Raw data Block Start
PR #191, opened 2022-07-18
Make status of a sync local varable for do_sync! method

artem-shelkovnikov:
Minor refactoring: `SyncJobRunner` has instance variable `@status` that is used in only one method.

I think it makes sense to inline the variable into the method. It's also a small step into the direction of initialising the connector once and re-using same instance over the run-time of the connector worker, if needed.

### DIFF
--- a/lib/core/sync_job_runner.rb
+++ b/lib/core/sync_job_runner.rb
@@ -26,11 +26,6 @@ module Core
       @sink = Core::OutputSink::EsSink.new(connector_settings.index_name)
       @connector_class = Connectors::REGISTRY.connector_class(service_type)
       @connector_instance = Connectors::REGISTRY.connector(service_type, connector_settings.configuration)
-      @status = {
-        :indexed_document_count => 0,
-        :deleted_document_count => 0,
-        :error => nil
-      }
     end
 
     def execute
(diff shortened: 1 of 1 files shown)


wangch079 (commented):
I actually think it makes sense to leave it as an instance variable.

It's only used by `do_sync!` for now but consider code like this:
```
def do_sync!
  ...
  helper_method1
  ...
  helper_method2
  ...
end
```

Having `status` as an instance variable can make it usable directly in `helper_method1` and `helper_method2`

artem-shelkovnikov:
To me it adds some mental overhead to the method and class.

For example, this code will produce weird results:
```ruby
job_runner = SyncJobRunner.new(something, "gitlab")

job_runner.execute
job_runner.execute
```

Second sync will go well, but its stats will be including he stats from the first run.

We don't actually call SyncJobRunner this way, but we need to detach stats counting from syncs if we want to (e.g. create 1 SyncJobRunner when app starts and then re-use - consider endless MongoDB sync as an example, it needs connector running forever).

Taking this idea further, maybe it's also a good time to separate SyncJobRunner into multiple classes - one responsible for triggers, one responsible for individual sync run.

What do you think @wangch079

wangch079:
> ```ruby
> job_runner = SyncJobRunner.new(something, "gitlab")
> 
> job_runner.execute
> job_runner.execute
> ```

I don't expect a `SyncJobRunner` to run like this, and I don't expect a `SyncJobRunner` to be re-used. I treat `SyncJobRunner` as a class to run a sync job, it should be GCed once it completes the job. So `status` as an instance variable of an instance of `SyncJobRunner` makes more sense to me.

For the above case, maybe we should add a check to only allow `job_runner.execute` to run only once.

For a long-lived Mongo `SyncJobRunner`, will there be any problem to have `status` as an instance variable?

artem-shelkovnikov:
> For a long-lived Mongo SyncJobRunner, will there be any problem to have status as an instance variable?

Hmmm probably not, though I think the design will also be a bit different - maybe you can have an endless sync running + full sync running on top of it? In this case we'll have to even separate these jobs into different threads and class design will be quite different.

> For the above case, maybe we should add a check to only allow job_runner.execute to run only once.

It feels a bit artificial to me.

Now thinking of it, I'll postpone work in this PR and try a different approach - separate setup from scheduling and actual execution. This way the problem can go away by itself.

PR #194, opened 2022-07-19
Rename all connector package entries

artem-shelkovnikov:
Following the taxonomy, we're getting rid of Connector Package term in favour of Connector or Connector Client (depending on the place of the code).

This PR just renames all entries of Connector Package, connector_package and such.


lib/app/console_app.rb
```diff
@@ -39,7 +39,7 @@ module ConsoleApp
     def start_sync_now
       return unless connector_registered?
       puts 'Initiating synchronization NOW...'
-      connector_id = App::Config[:connector_package_id]
+      connector_id = App::Config[:connector_id]
```
tarekziade, line 42: fly-by review, the connector_id field is used everywhere, maybe we can add it as a class attribute when initializing, with

```
@connector_id = App::Config[:connector_id]
```

lib/app/console_app.rb
```diff
@@ -62,7 +62,7 @@ def show_status
     end
 
     def register_connector
-      id = App::Config['connector_package_id']
+      id = App::Config['connector_id']
```
tarekziade, line 65: you used the hash earlier. and now the string. we should use a single way

tarekziade (commented):
one thing to fix (hash vs string) o/wose looks good

README.md
```diff
@@ -2,7 +2,7 @@
 
 ![logo](logo-enterprise-search.png)
 
-The home of Elastic Enterprise Connector Packages. Use connector packages to
+The home of Elastic Enterprise Connector Clients. Use connector clients to
```
wangch079, line 5: Should do a search of `Enterprise` in the whole repo and clean up accordingly.

artem-shelkovnikov: What's our stance on `Enterprise`?

danajuratoni: I'd vote to keep it unless we hear otherwise. cc: @serenachou

wangch079: My understanding is the new connector has nothing to do with Enterprise Search, therefore I feel it's inappropriate to see `Enterprise` in this repo.

artem-shelkovnikov: @wangch079 We're still under "Enterprise Search" section in Kibana so far, afaik
image

lib/app/console_app.rb
artem-shelkovnikov: Good one, done in https://github.com/elastic/connectors-ruby/pull/194/commits/718867806e78c758c8d95ee4ae56106e8e23d4e4

lib/app/console_app.rb
artem-shelkovnikov: Addressed in https://github.com/elastic/connectors-ruby/pull/194/commits/718867806e78c758c8d95ee4ae56106e8e23d4e4

wangch079 (approved):

README.md
danajuratoni: Correct, the products are still part of Enterprise Search, and the decoupling that happens at a technical level is a different matter. Please keep the naming as it was assigned for Connectors 2.0 and we'll review it when the time comes.

PR #196, opened 2022-07-20
Fix registry.connector call in console_app.rb

artem-shelkovnikov:
Small problem found out when testing CLI - `registry.connector` after refactoring expects 2 arguments - connector type and connector configuration, this PR fixes it by loading connector settings first and providing connector configuration into `registry.connector` method.


lib/app/console_app.rb
```diff
@@ -151,9 +151,10 @@ def wait_for_keypress(message = nil)
     end
 
     def current_connector
+      connector_settings = Core::ConnectorSettings.fetch(App::Config['connector_package_id'])
```
wangch079, line 154: Need to rename to `connector_id` after https://github.com/elastic/connectors-ruby/pull/194 is merged.

wangch079 (approved):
Raw data Block End
Copy out each line of the data where the string "with" appears.

tarekziade, line 42: fly-by review, the connector_id field is used everywhere, maybe we can add it as a class attribute when initializing, with
wangch079: My understanding is the new connector has nothing to do with Enterprise Search, therefore I feel it's inappropriate to see `Enterprise` in this repo.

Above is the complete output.